Чапаев (Художник В. Щеглов)
Шрифт:
Старик степенно развел руками и грустно внятно чмокнул: все равно-де, выходу нет иного!
Потом он минуту постоял, обождал свои мысли и, не дождавшись, махнул рукой, быстро насунул кепку на сивую жидковолосую голову и – вовсе готовый уйти – крикнул слышным, резким голосом:
– Прощайте, ребяты… может, совсем…
Старый голос вздрогнул слезами, и слезная дрожь острым током секанула толпу…
– Может, тово… Всего бывает. Мало ли што, война-то… Она тово…
И в темные морщины из мокрых глаз хлынули обильные слезы. Грязным рукавом кацавейки он слезы мазал по лицу. Многие плакали в толпе. Другие кричали спускавшемуся вниз ткачу:
– Верно, отец! Правильно!! Правильно, старина!

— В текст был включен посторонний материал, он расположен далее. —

Issue #153, opened 2017-04-18
add a "communicating with server" or similar


jelkosz:
Sometimes the server call can take a long time to process (for example when opening a console) and it is not obvious if the server call did not finish yet or something failed or what happened.

It would be nice to have something similar than the "Loading..." in gmail to indicate that now the FE is actually waiting for a response from server - it did not fail yet and did not finish yet.

mareklibra:
When the app is starting, there's spinner with following message:

    Data are being loaded ...

Later on, when an action is issued, it's icon becomes disabled until it's finished (means response from server is received, resp.).

What about replacing the action's icon by a spinner in that case?

So the 'disabled" icon state would be reserved just for situation where "something is not met" to run the action (ie. the VM is not running to shut it down).

I was further thinking about a spinner on the page header or even the "Loading ..." patternfly allert.

mykaul:
It should be at least 'Data is being loaded'.

jelkosz:
> What about replacing the action's icon by a spinner in that case?

Im afraid it would be pretty hard to get this right in a way that it actually looks good.

> I was further thinking about a spinner on the page header or even the "Loading ..." patternfly allert.

I think the simple "Loading ..." on top of the screen is enough to start with.

PR #198, opened 2017-05-25
Render "Loading ..." message when communicating with server

mareklibra:
The user is informed about communication with server when
 - data is being initially loaded
 - waiting for an action
 - load after Refresh button
 - refreshing data when VM detail is opened

Regular polling does not lead to rendering this "Loading ..." message.

Fixes: https://github.com/oVirt/ovirt-web-ui/issues/153


mareklibra:
@jelkosz , better than screenshots :-)

docker run --rm -it -e ENGINE_URL=https://engine.local/ovirt-engine --net=host -p 3000:3000 mareklibra/ovirt-web-ui-devel:pullrequest_198

jelkosz:
@mareklibra works nice and I feel much more comfortable with the application now.

But Im not a huge fan of the visual part. Some notes there:
- it is a bit too tall - there is a lot of space above and below the text. There should be some, but this is a bit too much.
- the red border around it seems a bit too aggressive. Maybe an orange? Similar to the unknown OS icon's colour?

@jniederm could you please also check?

jniederm:
* Color: I understand that the popup is based on [patternfly alerts](https://www.patternfly.org/pattern-library/widgets/#alerts) and in general I'd also use class `alert-warning`. However it really feels a bit too red, especially compared to gmail loading info. Maybe we can try `alert-info`. 
gmail loading
* Maybe we can just put a [spinner](http://www.patternfly.org/pattern-library/widgets/#spinner) as a next block to the black top bar, optionally with a label
* If it is supposed to appear also for some long-lasting actions, we can consider label "Working ..." which is more general and covers actions better.

mareklibra:
I don't like alert-info much. I think alert-warning is closer what we are looking for ...
So I adjusted it a little bit, it looks less aggressive now.

For comparison, there's even the spinner which _replaces_ the "Refresh button" if needed.

- Let's choose one of them:
01_bothspinnerandtext


- Spinner tooltip:
02_withtooltip

- No load in progress:
03_noload

mareklibra:
After offline discussion: let's go with the text.

I'm removing the docker image referenced above.

This is the result:
result

PR #199, opened 2017-05-25
Remove ovirt standard CI

mareklibra:
Travis proved as a sufficient solution for needs of ovirt-web-ui,
so let's go with in and don't split/dupplicate maintenance effort.

Depends on:
- https://gerrit.ovirt.org/#/c/77342/1
- https://ovirt-jira.atlassian.net/browse/OVIRT-1408


mykaul:
I don't see a good reason to do it, for unit-testing kind of CI - sure. But you are missing integration tests.

michalskrivanek:
AFAICT it's not missing anything. The oVirt consumption is solved separately. There are no integration tests today, and once we do have them I still do not see any problem, they won't run on a per-patch basis but rather on a CI-verified candidate build or nightly or whatever...but that's still separate from this automation/ directory content

mykaul:
If possible, I'd be very happy with integration tests on every patch. 
What's the status of your Selenium tests to ovirt-system-tests?

michalskrivanek:
I don't think anyone is against that (though I'm yet to see a successful GUI testing project), and the "standard CI" dir here has nothing to do with it.
Travis can be configured to create the artifacts and trigger OST, or from the other side a OST for API and/or ovirt-engine can pull the latest content(even trigger a build, as the lago setup takes way longer than ovirt-web-ui build)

Старик сошел. Ящик остался пуст. Тонко и звонко над толпой пробил второй звонок. Клычков вскочил в останный раз на ящик:
– Ну,
– Ура… ура… ура!!!
И чуть стихло – команда:
– Отряд, по местам!
Замелькали суетно шапки, фуражки, коммунарки, защелкали прощальные поцелуи. Поплыли торопливым заливчатым гудом напутственные речи, степенные советы, печальные просьбы, напрасные утешенья.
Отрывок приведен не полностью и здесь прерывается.